PR #1439, opened 2023-07-31
feat: Add pre-upgrade jobs to run helm-mapkubeapis

cbuto:
Add pre-upgrade jobs to kubecost, logging-operator, and gatekeeper to run helm-mapkubeapis tool that takes care of editing the helmrelease secret to remove the podsecuritypolicy manifest which is unsupported starting in k8s 1.25.

This affects clusters that were upgraded from 2.4, in which the PSP api was still supported and these 3 charts had deployed PSPs. Since kommander applications are upgraded prior to k8s, we saw this:
- upgrade to kommander 2.5 --> these apps upgraded successfully, with PSP resources still deployed
- upgrade to k8s 1.25 --> PSP api was removed, so all existing PSPs are deleted
- upgrade to kommander 2.6 --> upgrade errors in these 3 apps, explanation here: https://helm.sh/docs/topics/kubernetes_apis/#helm-users

> Helm fails in this scenario because it attempts to create a diff patch between the current deployed release (which contains the Kubernetes APIs that are removed in this Kubernetes version) against the chart you are passing with the updated/supported API versions. The underlying reason for failure is that when Kubernetes removes an API version, the Kubernetes Go client library can no longer parse the deprecated objects and Helm therefore fails when calling the library. Helm unfortunately is unable to recover from this situation and is no longer able to manage such a release. 

The following section https://helm.sh/docs/topics/kubernetes_apis/#updating-api-versions-of-a-release-manifest tells us how to recover from this error -- including using this tool https://github.com/helm/helm-mapkubeapis to help us do it easily via a single command. We have included this plugin into the kubetools image: https://github.com/mesosphere/kommander/pull/3657 and are using this image in these newly added pre-upgrade jobs.

```release-note

```

**Checklist**

### DIFF
--- a/services/gatekeeper/3.12.0/pre-upgrade/pre-upgrade.yaml
+++ b/services/gatekeeper/3.12.0/pre-upgrade/pre-upgrade.yaml
@@ -13,6 +13,9 @@ rules:
   - apiGroups: [""]
     resources: ["secrets"]
     verbs: ["get", "watch", "list", "update", "patch", "create"]
+  - apiGroups: ["helm.toolkit.fluxcd.io"]
+    resources: ["helmreleases"]
+    verbs: ["get", "watch", "list"]
 ---
 apiVersion: rbac.authorization.k8s.io/v1
 kind: RoleBinding
@@ -51,8 +54,13 @@ spec:
             - |-
               /bin/bash <<'EOF'
               set -o nounset
-              set -o errexit
               set -o pipefail
+
+              kubectl get helmreleases.helm.toolkit.fluxcd.io -n ${releaseNamespace} gatekeeper
+              if [[ $? -ne 0 ]]; then
+                echo "Since the gatekeeper HelmRelease does not exist, this might not be an upgrade scenario. Exiting..."
+                exit 0
+              fi
 
               helm mapkubeapis kommander-gatekeeper --namespace ${releaseNamespace}
               EOF
--- a/services/gatekeeper/3.12.0/pre-upgrade/pre-upgrade.yaml
+++ b/services/gatekeeper/3.12.0/pre-upgrade/pre-upgrade.yaml
@@ -56,5 +56,5 @@ spec:
 
               # TODO: wait for HelmRelease to not be in-progress?
 
-              helm mapkubeapis gatekeeper --namespace ${releaseNamespace}
+              helm mapkubeapis kommander-gatekeeper --namespace ${releaseNamespace}
               EOF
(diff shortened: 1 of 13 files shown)


services/kubecost/0.35.1/pre-upgrade/pre-upgrade.yaml
```diff
@@ -0,0 +1,61 @@
...
+  template:
+    metadata:
+      name: kubecost-pre-upgrade
+    spec:
+      serviceAccountName: kubecost-pre-upgrade
+      restartPolicy: OnFailure
+      priorityClassName: dkp-high-priority
+      containers:
+        - name: kubetools
+          image: mesosphere/kommander2-kubetools:${kommanderAppManagementKubetoolsImageRepository}
```
cbuto, line 48: will this kubetools image tag replace properly?

services/kubecost/0.35.1/pre-upgrade/pre-upgrade.yaml
```diff
@@ -0,0 +1,61 @@
...
+          command:
+            - sh
+            - "-c"
+            - |-
+              /bin/bash <<'EOF'
+              set -o nounset
+              set -o errexit
+              set -o pipefail
+              
+              # TODO: wait for HelmRelease to not be in-progress?
```
cbuto, line 58: maybe we need something like https://github.com/mesosphere/charts/blob/master/stable/object-bucket-claim/templates/object-bucket-claim.yaml#L119-L127?

not sure if that matters or not

services/kubecost/0.35.1/pre-upgrade/pre-upgrade.yaml
gracedo: updated to use kommander chart version `${kommanderChartVersion:=v2.6.0-dev}`

cbuto: we'll just need to update the release script to handle replacing that in these files 👀

mikolajb (approved):

services/kubecost/0.35.1/pre-upgrade/pre-upgrade.yaml
cbuto: done in https://github.com/mesosphere/kommander-applications/pull/1439/commits/85c4a3dcb8520e4274fa7889c7968a37bb982416

gracedo (approved):

services/gatekeeper/3.12.0/pre-upgrade/pre-upgrade.yaml
```diff
@@ -0,0 +1,58 @@
...
+          command:
+            - sh
+            - "-c"
+            - |-
+              /bin/bash <<'EOF'
+              set -o nounset
+              set -o errexit
+              set -o pipefail
+
+              helm mapkubeapis kommander-gatekeeper --namespace ${releaseNamespace}
```
cbuto, line 57: we need to add a check here if the HR exists, to avoid initial installs failing

takirala (approved):

PR #1437, opened 2023-07-31
fix: disable PSPs explictly to avoid upgrade failures

palexster:
**What problem does this PR solve?**:

https://d2iq.atlassian.net/browse/D2IQ-98509

**Which issue(s) does this PR fix?**:

**Special notes for your reviewer**:

**Does this PR introduce a user-facing change?**:

```release-note

```

**Checklist**

- [ ] If the PR adds a version bump, ensure there is no breaking change in Licensing model (or NA).
- [ ] If a chart is changed or app configuration is significantly changed, the chart version is correctly incremented (so that apps are not automatically upgraded from a previous version of DKP).

PR #1440, opened 2023-07-31
fix: disable PSPs explictly to avoid upgrade failures (2.6)

gracedo:
* fix: disable PSPs

* fix(gatekeeper): Disable psps by default

PSP was removed in k8s 1.25, we should explicitly disable PSPs in our default values.

---------

backports https://github.com/mesosphere/kommander-applications/pull/1437

```release-note

```

**Checklist**


lukeogg (approved):
LGTM!

PR #1454, opened 2023-08-01
feat: Add pre-upgrade jobs to run helm-mapkubeapis (#1439) (2.5)

cbuto:
Add pre-upgrade jobs to kubecost, logging-operator, and gatekeeper to run helm-mapkubeapis tool that takes care of editing the helmrelease secret to remove the podsecuritypolicy manifest which is unsupported starting in k8s 1.25.

This affects clusters that were upgraded from 2.4, in which the PSP api was still supported and these 3 charts had deployed PSPs. Since kommander applications are upgraded prior to k8s, we saw this:
- upgrade to kommander 2.5 --> these apps upgraded successfully, with PSP resources still deployed
- upgrade to k8s 1.25 --> PSP api was removed, so all existing PSPs are deleted
- upgrade to kommander 2.6 --> upgrade errors in these 3 apps, explanation here: https://helm.sh/docs/topics/kubernetes_apis/#helm-users

> Helm fails in this scenario because it attempts to create a diff patch between the current deployed release (which contains the Kubernetes APIs that are removed in this Kubernetes version) against the chart you are passing with the updated/supported API versions. The underlying reason for failure is that when Kubernetes removes an API version, the Kubernetes Go client library can no longer parse the deprecated objects and Helm therefore fails when calling the library. Helm unfortunately is unable to recover from this situation and is no longer able to manage such a release. 

The following section https://helm.sh/docs/topics/kubernetes_apis/#updating-api-versions-of-a-release-manifest tells us how to recover from this error -- including using this tool https://github.com/helm/helm-mapkubeapis to help us do it easily via a single command. We have included this plugin into the kubetools image: https://github.com/mesosphere/kommander/pull/3657 and are using this image in these newly added pre-upgrade jobs.

```release-note

```

**Checklist**


cbuto:
I've tested:

* upgrade from 2.4 to 2.5.2 (fixed by disabling the PSPs explicitly on upgrade) ✅ 
* upgrade from 2.4 to 2.5.1 to 2.5.2 ✅ 
* installs for 2.5.2 ✅

services/gatekeeper/3.11.1/pre-upgrade/pre-upgrade.yaml
```diff
@@ -0,0 +1,65 @@
...
+              /bin/bash <<'EOF'
+              set -o nounset
+              set -o pipefail
+
+              kubectl get helmreleases.helm.toolkit.fluxcd.io -n ${releaseNamespace} gatekeeper
+              if [[ $? -ne 0 ]]; then
+                echo "Since the gatekeeper HelmRelease does not exist, this might not be an upgrade scenario. Exiting..."
+                exit 0
+              fi
+
```
cwyl02, line 63: nit: add a comment about `kommander-gatekeeper` value is from `.spec.releaseName` of the gatekeeper HR -- this seems a bit different than the other 2 "normal" cases.

cwyl02 (approved):

services/kubecost/0.33.1/kustomization.yaml
gracedo, line 1: can you bump kubecost version? I forgot to in https://github.com/mesosphere/kommander-applications/commit/861da23d6c91666bf31c1f3acf76248d876ef9b6 😅

cbuto: yup will do.... i think we missed centralized-kubecost in all of this as well 🤔

gracedo (approved):

PR #3641, opened 2025-06-29
feat: allow image parsing via bloodhound

takirala:

```release-note

```

**Checklist**


licenses.d2iq.yaml
```diff
@@ -464,11 +463,6 @@ resources:
         notice_path: NOTICE
         ref: ${image_tag}
         url: https://github.com/kubernetes-sigs/prometheus-adapter
-  - container_image: docker.io/semitechnologies/weaviate:1.27.6
```
takirala, line 467: This image is related to ai-navigator and is not needed here.

hack/list-oci-artifacts.sh
```diff
@@ -1,42 +0,0 @@
-#!/usr/bin/env bash
```
mhrabovcin, line 1: This script is used in `kommander` repo. The bundle creation make target will require an update.

takirala:
@mhrabovcin  I added the scripts back for now so that kapps CI can be unblocked by merging this, will update kommander repo after merging this.

mhrabovcin (approved):

PR #3663, opened 2025-07-01
refactor: migrated rook-ceph & rook-ceph-cluster to OCIRepository

shubham2g:
migrated rook-ceph & rook-ceph-cluster to OCIRepository
Bump Rook Ceph & Rook Ceph Cluster to 1.17.5

helm pull oci://ghcr.io/mesosphere/charts/rook-ceph-cluster --version v1.17.5

Pulled: ghcr.io/mesosphere/charts/rook-ceph-cluster:v1.17.5
Digest: sha256:a04bf948f943773149d233dad6c7677563ac313fa9edbfe3ad97b327a26ed40e

https://jira.nutanix.com/browse/NCN-108168

### DIFF
--- a/applications/rook-ceph/1.17.5/helmrelease/helmrelease.yaml
+++ b/applications/rook-ceph/1.17.5/helmrelease/helmrelease.yaml
@@ -8,7 +8,7 @@ spec:
   interval: 1m
   url: "${ociRegistryURL:=oci://ghcr.io}/mesosphere/charts/rook-ceph"
   ref:
-    tag: 1.17.5
+    tag: v1.17.5
 ---
 apiVersion: helm.toolkit.fluxcd.io/v2
 kind: HelmRelease


applications/rook-ceph/1.17.5/defaults/cm.yaml
```diff
@@ -1,20 +1,11 @@
 apiVersion: v1
 kind: ConfigMap
 metadata:
-  name: rook-ceph-1.17.1-config-defaults
+  name: rook-ceph-1.17.5-config-defaults
   namespace: ${releaseNamespace}
 data:
   values.yaml: |
     ---
```
shivendra-ntnx, line 8: New version doesn't require image??

shivendra-ntnx (approved):
Check if removal of image is intentional.

applications/rook-ceph/1.17.5/defaults/cm.yaml
shubham2g: I think you are referring to lines L9–15. Previously, I added this because I noticed that during license generation, the image tag was being pulled as master instead of the expected version 1.17.0. After reviewing the values.yaml in the Helm chart, I updated it accordingly. However, since it is now pulling the latest version by default, this update is no longer necessary — so I’ve removed it. I hope it is okay.

PR #3693, opened 2025-07-08
feat: adds vgpu token operator application

faiq:
Adds this chart to kommander applications https://github.com/orgs/nutanix-cloud-native/packages/container/package/vgpu-token-operator-charts%2Fvgpu-token-operator

```release-note

```

**Checklist**


gracedo (commented):
as discussed in slack, `vgpu-token-operator-1.0.5-config-defaults` defaults cm needs to be created in the `defaults/` dir (see any app for examples)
===
▶ **Work task**: Whenever the string "mhrabovcin" shows up in a line of the records, that line counts; state how many lines count, and only that.

▶ **Completed task**: 3